An interesting finding emerged when analyzing the subscales of the DEMAT. We found that whereas the number sense training resulted in improved arithmetic skills, the WM produced marginally significant gains in word problem solving. This is not an unexpected result, as word problem solving relies heavily on WM (Lee et al., 2009), whereas simple calculation, at least in a sample of unimpaired children, is much less dependent of WM. This result suggests interesting implications for interventions. For example, whereas deficits in arithmetic skills may be addressed in the context of number sense training, problems with word problem solving may require some kind of WM training. Interestingly, a recent study (Loosli, Buschkuehl, Perrig, & Jaeggi, 2012) found that a short WM training with a complex span task substantially improved reading skills in typically developing elementary school children. One of the reasons for the improvement of our WM training group in solving word problems may therefore have been an improvement in reading skills, as both WM and reading are closely related to attention control (Hasher, Lustig, & Zacks, 2008). Unfortunately, we did not investigate reading skills in this study, such that a more detailed causal account of the training gains cannot be given, necessitating further research.

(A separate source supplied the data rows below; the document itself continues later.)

PR #93, opened 2020-02-24
Add test for collector state

dabonnie:


system_metrics_collector/test/system_metrics_collector/test_collector.cpp
```diff
@@ -84,6 +84,12 @@ TEST_F(CollectorTestFixure, Sanity) {
   ASSERT_NE(test_collector_, nullptr);
 }
 
+TEST_F(CollectorTestFixure, TestAlreadyStarted) {
+  ASSERT_NE(test_collector_, nullptr);
+  ASSERT_TRUE(test_collector_->Start());
+  ASSERT_FALSE(test_collector_->Start());
```
zmichaels11: I suggest adding a message to these assert statements so the test explains why it failed if it fails.

PR #98, opened 2020-02-27
Improve e2e message publication test

dabonnie:

### DIFF
--- a/test/run_e2e_test.py
+++ b/test/run_e2e_test.py
@@ -49,6 +49,8 @@ PUBLICATION_TEST_TIMEOUT_SECONDS = 180
 DEFAULT_MAX_ATTEMPTS = 10
 DEFAULT_WAIT_EXPONENTIAL_MULTIPLIER = 1000
 DEFAULT_MAX_EXPONENTIAL_WAIT_MILLISECONDS = 60000
+# this is longer than PUBLICATION_TEST_TIMEOUT_SECONDS in order to let the spin
+# timout complete
 DEFAULT_FIXED_WAIT_MILLISECONDS = (PUBLICATION_TEST_TIMEOUT_SECONDS + TIMEOUT_SECONDS) * 1000
 
 
@@ -69,6 +71,7 @@ class StatisticsListener(Node):
                                             EXPECTED_TOPIC,
                                             self.listener_callback,
                                             QOS_DEPTH)
+        # used to stop spinning upon success
         self.future = future
         # key is node name, value is expected number of messages to receive
         self.expected_lifecycle_nodes_dict = {}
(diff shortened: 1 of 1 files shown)


test/run_e2e_test.py
```diff
@@ -57,37 +61,58 @@ class SystemMetricsEnd2EndTestException(Exception):
...
             logging.debug('received message from %s', node_name)
-            self.expected_lifecycle_nodes.remove(node_name)
-
-        if not self.expected_lifecycle_nodes:
+            removed = False
+            with self.lock:
+                self.expected_lifecycle_nodes_dict[node_name] = (
+                        self.expected_lifecycle_nodes_dict[node_name] - 1)
+                if self.expected_lifecycle_nodes_dict[node_name] == 0:
+                    del self.expected_lifecycle_nodes_dict[node_name]
```
piraka9011: Is this necessary? Couldn't you just check for all keys in the dict that their value is 0?

test/run_e2e_test.py
```diff
@@ -57,37 +61,58 @@ class SystemMetricsEnd2EndTestException(Exception):
...
 
-        if node_name in self.expected_lifecycle_nodes:
+        if node_name in self.expected_lifecycle_nodes_dict:
             logging.debug('received message from %s', node_name)
-            self.expected_lifecycle_nodes.remove(node_name)
-
-        if not self.expected_lifecycle_nodes:
+            removed = False
+            with self.lock:
+                self.expected_lifecycle_nodes_dict[node_name] = (
```
piraka9011: Should this be a tuple?

test/run_e2e_test.py
```diff
@@ -193,28 +226,32 @@ def check_for_expected_topic(expected_topic: str) -> None:
         raise SystemMetricsEnd2EndTestException('Unable to find expected topic: ' + str(output))
 
 
-@retry(stop_max_attempt_number=DEFAULT_MAX_ATTEMPTS,
-       wait_exponential_multiplier=DEFAULT_WAIT_EXPONENTIAL_MULTIPLIER,
-       wait_exponential_max=DEFAULT_MAX_EXPONENTIAL_WAIT_MILLISECONDS)
+@retry(stop_max_attempt_number=DEFAULT_MAX_ATTEMPTS, wait_fixed=DEFAULT_FIXED_WAIT_MILLISECONDS)
```
piraka9011: Is the wait no longer needed b/c you're already checking the expected number of msgs to receive?

test/run_e2e_test.py
dabonnie: Good point, I think I like that better because we can have stricter checks if we want, e.g., we received more messages than expected.

test/run_e2e_test.py
dabonnie: Right, this wait is longer than ```TIMEOUT_SECONDS``` on line 210 in order to let spin complete. I'll comment so that's clear.

test/run_e2e_test.py
piraka9011: Python's `any()` should do you well:
```python
any(v == 0 for _, v in dict.iteritems())
```
Or something along those lines

Issue #103, opened 2020-03-04
Refactor LinuxProcessCpuMeasurementTestFixture Tests


dabonnie:
## Description

Given issues found in #96 and #83, refactor the ```LinuxProcessCpuMeasurementTestFixture``` tests to use the same utilities as the bugs' proposed fixes.

## Test Plan

* Unit test for new classes

## Documentation Plan

N/A

## Release Plan

* check in PR

## Acceptance Criteria

* [ ] Code has been implemented, reviewed and merged.
* [ ] Test plan has been completed
* [ ] Release plan has been completed

Once all above items are checked, this story can be moved to done.

## Resources

* #83 
* #96

PR #107, opened 2020-03-05
Refactor Linux process CPU measurement tests

dabonnie:
Moves #103 to done

### DIFF
--- a/system_metrics_collector/test/system_metrics_collector/test_linux_process_cpu_measurement_node.cpp
+++ b/system_metrics_collector/test/system_metrics_collector/test_linux_process_cpu_measurement_node.cpp
@@ -37,6 +37,9 @@
 #include "test_constants.hpp"
 #include "test_functions.hpp"
 
+
+namespace
+{
 using lifecycle_msgs::msg::State;
 using metrics_statistics_msgs::msg::MetricsMessage;
 using metrics_statistics_msgs::msg::StatisticDataPoint;
@@ -45,10 +48,8 @@ using moving_average_statistics::MovingAverageStatistics;
 using moving_average_statistics::StatisticData;
 using test_constants::kProcPidSamples;
 
-namespace
-{
 constexpr const char kTestProcessCpuNodeName[] = "test_measure_linux_process_cpu";
-}
+}  // namespace
 
 class MockLinuxProcessCpuMeasurementNode : public system_metrics_collector::
   LinuxProcessCpuMeasurementNode, public test_functions::PromiseSetter
@@ -153,7 +154,7 @@ TEST_F(LinuxProcessCpuMeasurementTestFixture, TestGetMetricName) {
 TEST_F(LinuxProcessCpuMeasurementTestFixture, TestManualMeasurement)
 {
   // first measurement caches
-  double cpu_active_percentage = test_measure_linux_process_cpu_->PeriodicMeasurement();
+  auto cpu_active_percentage = test_measure_linux_process_cpu_->PeriodicMeasurement();
   ASSERT_TRUE(std::isnan(cpu_active_percentage));
   // second measurement compares current and cached
   cpu_active_percentage = test_measure_linux_process_cpu_->PeriodicMeasurement();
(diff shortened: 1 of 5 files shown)


dabonnie:
Currently passing tests at iteration >1800

system_metrics_collector/test/system_metrics_collector/test_linux_process_cpu_measurement_node.cpp
```diff
@@ -27,26 +27,31 @@
...
 #include "test_constants.hpp"
+#include "test_functions.hpp"
 
 using lifecycle_msgs::msg::State;
 using metrics_statistics_msgs::msg::MetricsMessage;
 using metrics_statistics_msgs::msg::StatisticDataPoint;
 using metrics_statistics_msgs::msg::StatisticDataType;
+using moving_average_statistics::MovingAverageStatistics;
 using moving_average_statistics::StatisticData;
+using test_constants::kProcPidSamples;
```
zmichaels11: It doesn't matter much since this is a `.cpp` file, but these can be moved into the anonymous namespace to explicitly restrict their scope to this file.

system_metrics_collector/test/system_metrics_collector/test_linux_process_cpu_measurement_node.cpp
```diff
@@ -60,6 +65,12 @@ class MockLinuxProcessCpuMeasurementNode : public system_metrics_collector::
    */
   double PeriodicMeasurement() override
   {
+    // first measurement does not add to the sample count
+    // proc cpu data requires two samples to compute a single measurement
+    if (++count_ > 1) {
```
zmichaels11: This will be true if count is >= 0. Is this intentional?

system_metrics_collector/test/system_metrics_collector/test_linux_process_cpu_measurement_node.cpp
```diff
@@ -252,122 +129,187 @@ class LinuxProcessCpuMeasurementTestFixture : public ::testing::Test
...
+  ASSERT_EQ(
+    std::to_string(
+      pid) + "_cpu_percent_used", test_measure_linux_process_cpu_->GetMetricName());
 }
 
 TEST_F(LinuxProcessCpuMeasurementTestFixture, TestManualMeasurement)
 {
   // first measurement caches
-  double cpu_active_percentage = test_node_->PeriodicMeasurement();
+  double cpu_active_percentage = test_measure_linux_process_cpu_->PeriodicMeasurement();
```
zmichaels11: `const auto` unless you're performing implicit casting. In which case, please explicitly cast.

system_metrics_collector/test/system_metrics_collector/test_linux_process_cpu_measurement_node.cpp
zmichaels11: sorry I mistread the code;
`++count > 1` does:
* preinc and return
* compare gt 1

so the first iteration its checking `1 > 1` which is `false`
and on the second iteration its checking `2 > 1` which is `true`

system_metrics_collector/test/system_metrics_collector/test_linux_process_cpu_measurement_node.cpp
```diff
@@ -77,147 +88,12 @@ class MockLinuxProcessCpuMeasurementNode : public system_metrics_collector::
 private:
   system_metrics_collector::ProcPidCpuData MakeSingleMeasurement() override
   {
-    EXPECT_GT(test_constants::kProcPidSamples.size(), measurement_index_);
-    return test_constants::kProcPidSamples[measurement_index_++];
+    EXPECT_GT(kProcPidSamples.size(), measurement_index_);
```
zmichaels11:
```suggestion
    ASSERT_GT(kProcPidSamples.size(), measurement_index_);
```
Since the following line will index out of bounds if the `EXPECT_EQ` fails.

piraka9011: Should this be an `ASSERT` to make sure the next line never goes OOB?

zmichaels11: beat you to it by 7 minutes

system_metrics_collector/test/system_metrics_collector/test_linux_process_cpu_measurement_node.cpp
dabonnie: Can use auto but not const (see line 160).

system_metrics_collector/test/system_metrics_collector/test_linux_process_cpu_measurement_node.cpp
dabonnie: Could use this if the return type was void.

We did not find reliable gains in the spatial WM measure used. There are several possible explanations for this pattern of findings. First, the number sense training comprised tasks that shared some key aspects with the DEMAT (e.g., simple calculations). However, the WM training tasks differed more strongly from the WM tasks used at pretest and posttest. It may be argued that the spatial WM task requiring mental rotation tapped a different component of the visuospatial sketchpad, the visual cache, more heavily than the WM training tasks. The latter require memorizing or updating spatial information, respectively, thus focusing on dynamic aspects that are more closely related to the inner scribe component (Logie, 2011). Additionally, it should be noted that the spatial WM task we used at pretest and posttest was relatively difficult, with less than 25% of items solved correctly on average. Hence, the sensitivity of this task may have been too low for measuring training gains.

The study has several limitations. First, the training variants presented here were, at least in the lower training levels which comprised easier tasks, primarily designed for children with MLD by focusing on basic numerical capacities. Thus, training of math ability was restricted to more fundamental aspects of number processing and simple calculations. However, we used an unselected sample here, in order to provide a broader picture of number sense training gains in a sample of elementary school children with varying levels of arithmetic ability. Nevertheless, the training gains observed were substantial, highlighting the fact that training basic numerical capacities can be beneficial even in normally developing children. Second, we did not use an active control group here. Instead, children in the control group received regular lessons in school. Hence, we cannot rule out motivational losses or other factors potentially confounding treatment effects. And third, training duration was relatively short, and no follow-up measurement was conducted. Hence, only statements of short-term training effects can be made.

To conclude, we found that a relatively brief training of number sense skills or WM capacity may result in small but reliable posttest gains in a curriculum-based math test. In contrast, WM capacity appeared more difficult to modify. More research is needed to corroborate and clarify causal mechanisms of this pattern of results, especially by taking longer training durations, additional transfer tasks, and samples of children with MLD into account.